FIG. 1 is a front view showing a rotor according to a first embodiment of the present invention.

FIG. 2 is a sectional view taken along the line AA of FIG.

FIG. 3 is a cross sectional view showing a second embodiment of the present invention.

FIG. 4 is a transverse sectional view showing a third embodiment of the present invention.

FIG. 5 is a cross-sectional view of an embodiment of the present invention.

6 is an enlarged view of a portion of the embodiment shown in FIG.

FIG. 7 is a cross-sectional view of another embodiment of the present invention.

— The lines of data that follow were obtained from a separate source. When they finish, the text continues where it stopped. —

PR #646, opened 2020-11-17
Append the current commit hash in case of a stable version

### LINKED ISSUE #594: Kyma CLI reports version as stable and it's hard to find out which stable version
**Description**
When user execute `kyma version`, he got such response:
```
kyma version
Kyma CLI version: stable
```

Kyma CLI version: stable says nothing about exact stable version. There is no way to determine version.

**Expected result**
Kyma CLI should raport:
```
kyma version
Kyma CLI version: stable-{hash_id}
```

skhalash:
**Description**

- append the current commit hash in case of a stable version

**Related issue(s)**
Resolves #594

### DIFF
--- a/Makefile
+++ b/Makefile
@@ -8,6 +8,10 @@ ifndef VERSION
 	VERSION = ${shell git describe --tags --always}
 endif
 
+ifeq ($(VERSION),stable)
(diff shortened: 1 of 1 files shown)


clebs (approved):
Very elegant solution :)

PR #647, opened 2020-11-17
Strip ANSI escape sequences while fetching logs from containers

Ressetkk:
**Description**
I have noticed that the logs from the testsuite containers are fetched with the ANSI escape sequences from the console log, which is expected, but XML generator cannot encode ANSI sequences to utf8. This breaks TestGrid and Spyglass JUnit parsing.

I have checked the function on the part of the log https://storage.googleapis.com/kyma-prow-logs/logs/post-master-kyma-gke-integration/1328263533271453697/artifacts/junit_Kyma_octopus-test-suite-1605518975.xml. It should strip the bad stuff properly. If you need unit test for that function then I can sort something out.

- Add `strip()` function that strips the container log string from the ANSI characters based on the regex.

**Related issue(s)**

https://github.com/kyma-project/test-infra/issues/2900

### DIFF
--- a/internal/logs/fetcher.go
+++ b/internal/logs/fetcher.go
@@ -73,6 +73,7 @@ func (f *FetcherForTestingPods) Logs(result oct.TestResult) (string, error) {
 	return strip(logs.String()), nil
 }
 
+// strip removes ANSI escape sequences from the input string
 func strip(s string) string {
 	re := regexp.MustCompile(ansi)
 	return re.ReplaceAllString(s, "")
--- a/internal/logs/fetcher.go
+++ b/internal/logs/fetcher.go
@@ -70,11 +70,10 @@ func (f *FetcherForTestingPods) Logs(result oct.TestResult) (string, error) {
 		}
 	}
 
-	return strip(logs.String()), nil
+	return stripANSI(logs.String()), nil
 }
 
-// strip removes ANSI escape sequences from the input string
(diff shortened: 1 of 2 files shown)


internal/logs/fetcher.go
```diff
@@ -67,5 +70,11 @@ func (f *FetcherForTestingPods) Logs(result oct.TestResult) (string, error) {
 		}
 	}
 
-	return logs.String(), nil
+	return strip(logs.String()), nil
+}
+
+// strip removes ANSI escape sequences from the input string
+func strip(s string) string {
```
clebs, line 77: Why not call the function `stripANSI` and drop the comment?

Also a unit test for the function would be great.

Ressetkk: Yep I have updated the code based on your review

internal/logs/fetcher_test.go
```diff
@@ -63,6 +62,32 @@ func Test(t *testing.T) {
 	}
 }
 
+func Test_stripANSI(t *testing.T) {
+	testCases := []struct {
```
clebs, line 66: Could you please add `t.Parallel()` as the first line of the test so that it runs concurrently to others?
This reduces test execution time significantly.

Ressetkk: Done!

clebs (approved):

Issue #431, opened 2020-04-14
Consistent flags naming


a-thaler:
**Description**
Please introduce a proper naming strategy for flags of a CLI command and apply it. At the moment it is inconsistent, see for example `kyma provision minikube --disk-size --vm-driver --hypervVirtualSwitch` (the flag for the switch name is using CamelCase while the others do not)

**Reasons**

Developer experience
**Attachments**

a-thaler:
I vote to use my-resources notation instead of camelCase as it is used in minikube and kubectl

PR #650, opened 2020-11-17
Consistent flag naming

shorim:
**Description**

- avoid using camelCase naming for flags in order to have consistency in the naming style
- `noWait`, `tlsCert` , `tlsKey` , `FallbackLevel` and `hypervVirtualSwitch` flags are changed to `no-wait`, `tls-cert`, `tls-key`, `fallback-level` and `hyperv-virtual-switch` respectively.

**Related issue(s)**

#431

### DIFF
--- a/cmd/kyma/install/cmd.go
+++ b/cmd/kyma/install/cmd.go
@@ -79,10 +79,10 @@ The standard installation uses the minimal configuration. The system performs th
 		Aliases: []string{"i"},
 	}
 
-	cobraCmd.Flags().BoolVarP(&o.NoWait, "noWait", "n", false, "Flag that determines if the command should wait for Kyma installation to complete.")
+	cobraCmd.Flags().BoolVarP(&o.NoWait, "no-wait", "n", false, "Determines if the command should wait for Kyma installation to complete.")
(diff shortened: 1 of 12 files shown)


clebs (approved):
LGTM!

As follow up, I would ask you to check if there are any changes needed in the kyma docs, specially under: https://kyma-project.io/docs/#installation-installation

suleymanakbas91 (commented):
In addition to docs, we need to adapt test-infra scripts as well. Otherwise, as soon as we create a new stable binary, they will start failing. Also, this should be documented in the release changelog as it is breaking.

shorim:
@clebs I have checked the kyma docs and only found that only `tlsCert` and `tlsKey` were used there. Here is the PR: https://github.com/kyma-project/kyma/pull/9988

shorim:
@suleymanakbas91 I have searched the test-infra repo for the usage of any of the changed 5 flags. Only found `tlsCert` and `tlsKey` used in multiple scripts. Here is the PR: https://github.com/kyma-project/test-infra/pull/2966

alexandra-simeonova (approved):

PR #687, opened 2020-12-30
Clean logs for alpha deploy cmd

tobiscr:
**Description**

Add step-based output for alpha deploy/undeploy command. Add verbose mode.

**Related issue(s)**

### DIFF
--- a/cmd/kyma/alpha/deploy/cmd.go
+++ b/cmd/kyma/alpha/deploy/cmd.go
@@ -95,12 +95,13 @@ func (cmd *command) Run() error {
 		Log:                           cmd.getLogFunc(),
 	}
 
+	var updateCh chan deployment.ProcessUpdate
 	if cmd.opts.Verbose {
 		defer log.Println("Kyma deployed!")
 	} else {
 		// Start rendering async CLI UI
 		asyncUI := asyncui.AsyncUI{StepFactory: &cmd.Factory}
-		updateCh := asyncUI.Start()
+		updateCh = asyncUI.Start()
 		defer asyncUI.Stop()
 	}
 
--- a/cmd/kyma/alpha/deploy/cmd.go
+++ b/cmd/kyma/alpha/deploy/cmd.go
@@ -101,7 +101,10 @@ func (cmd *command) Run() error {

FIG. 8 is an enlarged view of a part of FIG.

[Explanation of symbols]

 1 Rotating shaft 2,12 Rotor iron core 2a Groove 12a, 22,32 Hole 3,13,23,33 Permanent magnet 4,14,24,34 Aluminum 12b, 12c, 22b, 32b Filling hole

Claims (4)

[Claims] 1. A wedge-shaped groove or hole having a tapered surface whose width gradually decreases radially outward and formed in the axial direction of a rotor core, and a permanent magnet mounted in the groove or hole. And a filling material filled in a space between the permanent magnet and the rotor core so as to press both end portions in the circumferential direction of the permanent magnet, the rotor of the permanent magnet rotating electric machine. 2. The filling material is filled so as to press the permanent magnet by die casting into another groove or hole provided adjacent to the groove or hole for mounting the permanent magnet. The rotor of a permanent magnet rotating electric machine according to claim 1, wherein the rotor is a permanent magnet rotating electric machine. 3. A taper surface, the width of which gradually decreases outward in the radial direction, and is formed over the axial direction of the rotor core.
Furthermore, an arcuate wedge-shaped hole toward the center side of the rotor core or a wedge-shaped groove whose bottom surface is arched, an arch-shaped permanent magnet mounted in the hole or groove, the permanent magnet, and the permanent magnet A rotor of a permanent magnet rotating electric machine, comprising: a space filled with a rotor core; and a filling material filled so as to press both ends of the permanent magnet in a circumferential direction. 4. A portion of the rotor core, which receives a centrifugal force via the filler, is enlarged along the circumferential direction of the rotor core. The rotor of the permanent magnet rotating electric machine according to item 3.